WORK REQUEST.
Read the data below line by line and state how many lines hold "write". Nothing else belongs in the answer.

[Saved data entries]
▼

PR #637, opened 2017-10-31
doc: fix readme markdown formatting on github

mickdekkers:
An update to GitHub's markdown parser made it so a space is required between hash characters and the text of titles for them to be displayed correctly.


simonmichael:
Thanks!

PR #639, opened 2017-11-02
Allow to use space as a digit groups separator

### LINKED ISSUE #330: empty space as digit group?
I find it easier to read: `100 000`, than `100.000`, also because space is easier to type. The currency here in Chile is very 'low' compared to USD, so we normally have to use a lot of `.` (miminal wage per month is around `CLP 150 000`).

I tried to write (since we don't use decimals):

```
D $ 1 000,
```

But of course didn't work, so I was wondering if it was possible to be implemented :)
## 

<bountysource-plugin>

---
Want to back this issue? **[Post a bounty on it!](https://www.bountysource.com/issues/31711049-empty-space-as-digit-group?utm_campaign=plugin&utm_content=tracker%2F536505&utm_medium=issues&utm_source=github)** We accept bounties via [Bountysource](https://www.bountysource.com/?utm_campaign=plugin&utm_content=tracker%2F536505&utm_medium=issues&utm_source=github).
</bountysource-plugin>

ony:
Note that this pull request shares some common history with #635, but still can go independently.

Resolves #330

### DIFF
--- a/hledger-lib/Hledger/Read/Common.hs
+++ b/hledger-lib/Hledger/Read/Common.hs
@@ -24,6 +24,7 @@ import Prelude.Compat hiding (readFile)
 import Control.Monad.Compat
 import Control.Monad.Except (ExceptT(..), runExceptT, throwError) --, catchError)
 import Control.Monad.State.Strict
+import Data.Char
 import Data.Data
 import Data.Default
 import Data.Functor.Identity
@@ -599,7 +600,7 @@ rawnumberp = do
     (firstSep, groups) <- option (Nothing, []) $ do
         leadingDigits <- some digitChar
         option (Nothing, [leadingDigits]) . try $ do
-            firstSep <- oneOf sepChars
+            firstSep <- oneOf sepChars <|> whitespaceChar
             groups <- some digitChar `sepBy1` char firstSep
             return (Just firstSep, leadingDigits : groups)
 
@@ -614,11 +615,14 @@ rawnumberp = do
         return (lastSep, fromMaybe [] digits)
 
     -- make sure we didn't leading part of mistyped number
-    notFollowedBy $ oneOf sepChars
+    notFollowedBy $ oneOf sepChars <|> (whitespaceChar >> digitChar)
 
     return $ dbg8 "rawnumberp" (firstSep, groups, extraGroup)
     <?> "rawnumberp"
 
+-- | Parse a unicode char that represents any non-control space char (Zs general category).
+whitespaceChar :: TextParser m Char
+whitespaceChar = charCategory Space
 
 -- test_numberp = do
 --       let s `is` n = assertParseEqual (parseWithState mempty numberp s) n
--- a/hledger-lib/doc/hledger_journal.5.m4.md
+++ b/hledger-lib/doc/hledger_journal.5.m4.md
@@ -267,7 +267,8 @@ Amounts consist of a number and (usually) a currency symbol or commodity name. S
   `3 "green apples"`\
   `-$1,000,000.00`\
   `INR 9,99,99,999.00`\
-  `EUR -2.000.000,00`
+  `EUR -2.000.000,00`\
+  `1 999 999.9455`
 
 As you can see, the amount format is somewhat flexible:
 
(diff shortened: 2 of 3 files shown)


simonmichael:
I trust your judgement that this works better. We should have haddocks for the two get*Style functions, and an update to the manual explaining how things work now.

simonmichael:
Oops, sorry that was for #635.

ony:
@simonmichael ok. I was about to write that the most important is 05bd421 and last commit is mostly a sample of how to add new alternative digits group separator without allowing it for decimals.

hledger-lib/Hledger/Read/Common.hs
```diff
@@ -580,11 +581,14 @@ rawnumberp = do
         return (lastSep, fromMaybe [] digits)
 
     -- make sure we didn't leading part of mistyped number
-    notFollowedBy $ oneOf sepChars
+    notFollowedBy $ oneOf sepChars <|> (whitespaceChar >> digitChar)
```
simonmichael: Space separators are blowing my mind just a little..

What's the reason you don't add space to sepChars ?
Does this accept other whitespace chars, like tab or line feed ?

ony: > Space separators are blowing my mind just a little..

I used space groups separator because that's one of the way most calculators do and that it doesn't mix like `,` with `.` which in some locales flipped. And it is hoarder to distinguish comma and dot in some fonts. Note that in some programming languages underscores are used to visually emphasize magniture like `1_000` which I believ is an attempt to get visually similar character to space.

> What's the reason you don't add space to sepChars ?

Space special and that's one ifts benefit. I think allowing amounts like `$ 1,000 45 @ 2 33 EUR` would be awful.
`sepChars` are generic and can be used either for groups or for decimals separator.

> Does this accept other whitespace chars, like tab or line feed ?

line-feed is a control character and doesn't fit Zs unicode category. Same for tabs.

See [wiki](https://en.wikipedia.org/wiki/Unicode_character_property)

> Includes the space, but not TAB, CR, or LF, which are Cc

simonmichael: I think support for space digit group separator is nice. https://en.wikipedia.org/wiki/Decimal_mark#Digit_grouping indicates increasing support for it.

So it sounds like it accepts a (single) genuine space only. Wikipedia also suggests unicode thin space, but I'm not sure if we really want to go there - non-obvious unicode characters always end up causing problems somewhere..

Ah I see, we should probably split up sepChars some time.

simonmichael:
Looking good, needs to be added to manual.

hledger-lib/Hledger/Read/Common.hs
ony: @simonmichael with this change we support [any kind of space within Zs category](https://www.compart.com/en/unicode/category/Zs) including "thin space" `U+2009`. I prefer to use non-breakinging space `U+00A0` in word processors (like LyX) to ensure that numbers are not teared apart.

Here we actually have 3 sets of characters:
- that can be used either as digit group separator or decimal part separator `sepChar`
- that can only be used as digit groups separator
- that can only be used as decimal part separator (currently empty)

Since last two groups always used in one place there is no much point in factoring out them.
The only problem is validation if number is finished correctly and not followed by something. With space you cannot just check that number is not followed by space because it might be used to separate number from commodity/comment/price. Thus we have that `whitespaceChar >> digitChar` instead of just `whitespaceChar`.

ony:
> Looking good, needs to be added to manual.

Done. I slightly changed original wording to avoid confusion causing "I decided to use commas for thousands" to be in a head without telling it somehow to hledger.
Also I removed plurals from "commas", "periods" to avoid assumption like use of double-space or double-comma is allowed.

hledger-lib/Hledger/Read/Common.hs
simonmichael: Huh. So this change allows ascii space and *16* other kinds of unicode space.

Although we allow unicode in the journal, somehow this feels likely cause complications, hair-pulling, teeth-gnashing in future. I can also see the value of a non-breaking space in your use case. I guess I won't object if the list is for this.

ony: > Although we allow unicode in the journal, somehow this feels likely cause complications, hair-pulling, teeth-gnashing in future. I can also see the value of a non-breaking space in your use case. I guess I won't object if the list is for this.

I'm not sure I understand your concerns. Among all of the space characters ascii space is the most dangerous one because it used as delimiter of number and currency which at this moment can also contain non-ascii space characters because of `spacenonewline`.

I'd suggest to delegate most of the decision about interpreting characters to parser (`megaparsec`).

I think giving an unequal **treating** of whitespace characters actually is worse. Imagine that copying from posts from blogs and word processors that tend to flip those characters as they want resulting in journal where two spaces delimiter doesn't separate account from amount anymore because they were replaced with some long spaces.

Use of [categories](https://hackage.haskell.org/package/base-4.9.1.0/docs/Data-Char.html#t:GeneralCategory) will help to get rid of that burden at least for space separators (not that name of category pretty matching usage).

P.S. I've noticed that `spacenonewline` allows [vertical tab character (`\v`)](https://www.compart.com/en/unicode/U+000B) which appear like:
```shell
zsh% echo -e 'A\vB'
A
 B
```

simonmichael:
Thanks!

Issue #402, opened 2016-09-14
Problem : Parser errors are not informative.


crocket:
```
commodity BTC
  note Bitcoin
```

When I parse the above journal with hledger, it should report that `note` is not a supported subdirective of commodity directive.

Instead, the parser reports the following error.

```
hledger: ledger.journal:1:1:
unexpected 'c'
expecting end of input or transaction or directive
```

The same happens when `account` directive contains unsupported subdirectives and when the end of a journal file is not a new line. When the end of a journal file is not a newline, the parser reports an error at the beginning of the last transaction or any last directive.
##

simonmichael:
Agreed, thanks.

karan-ta:
I started using timedot format and created a new file with contents :  
2016/2/2
client1   .... ....
research  .

but i got error - 
using conversion rules file /karanahuja.timedot.rules
hledger: "/karanahuja.timedot" (line 2, column 1):
unexpected 'i'
expecting journal transaction or directive or end of input

simonmichael:
That looks strange. I can't reproduce here with hledger 1.2..

ony:
@crocket I agree that errors sometimes quiet hard to understand because of excessive backtracking in journal parser.

Note that it is hard to identify "not supported" because it means that we should already partially support that sub-directive in parser. On the other hand most of the parser able to generate meaningful error message with their expectations. Example:

```
hledger: -:2:3:
unexpected 'n'
expecting "format"
```

ony:
With newer `MegaParsec` you can get even better error report:

```
hledger: -:2:3:
unexpected "note B"
expecting "format"
```

simonmichael:
The specific error reported by this issue has been improved: https://github.com/simonmichael/hledger/pull/640#issuecomment-347354365

PR #640, opened 2017-11-03
Improve error reporting for directives

ony:
- Factor out `wordsp`.
- Limit scope of directives backtracking.

Resolves simonmichael/hledger#402

### DIFF
--- a/hledger-lib/Hledger/Read/JournalReader.hs
+++ b/hledger-lib/Hledger/Read/JournalReader.hs
@@ -81,6 +81,8 @@ import Control.Monad.State.Strict
 import qualified Data.Map.Strict as M
 import Data.Monoid
 import Data.Text (Text)
+import Data.String
+import Data.List
 import qualified Data.Text as T
 import Data.Time.Calendar
 import Data.Time.LocalTime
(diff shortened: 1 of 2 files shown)


ony:
There is some issue with Travis:

```
$ ./.travis-maybe-skip.sh
fatal: Invalid symmetric difference expression master...8b50b568b351bd59264eae3be40af7a12f793d65
```

While this pull request references 7133dea

simonmichael:
A before/after example would make this a no brainer, but this sounds good. Thanks!

simonmichael:
```
$ cat a.j
commodity BTC
  note Bitcoin
$ hledger-1.4 -f a.j print
hledger-1.4: a.j:1:1:
unexpected 'c'
expecting end of input or transaction or directive

$ hledger -f a.j print
hledger: /Users/simon/src/hledger/a.j:2:3:
unexpected "note B"
expecting "format"

```
This is much better. Would be better still if it didn't imply the format subdirective is required.

ony:
> This is much better. Would be better still if it didn't imply the format subdirective is required.

But it actually required there unless it is an empty line. If you would drop indentation for `note Bitcoin` you'll get other error:

```
hledger: -:2:1:
unexpected 'n'
expecting end of input or transaction or directive
```

I guess there is a way to add "or comment or end of line", but I think it will make that error even more "technical".

PR #643, opened 2017-11-17
Allow hledger-budget to generate transactions past the end date of th…

adept:
…e last real transaction if -b/-e are supplied


simonmichael:
Sounds useful, thanks!

ony:
Thanks. I used to put empty transaction in future to achieve this.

▲

EXPECTED ANSWER.
2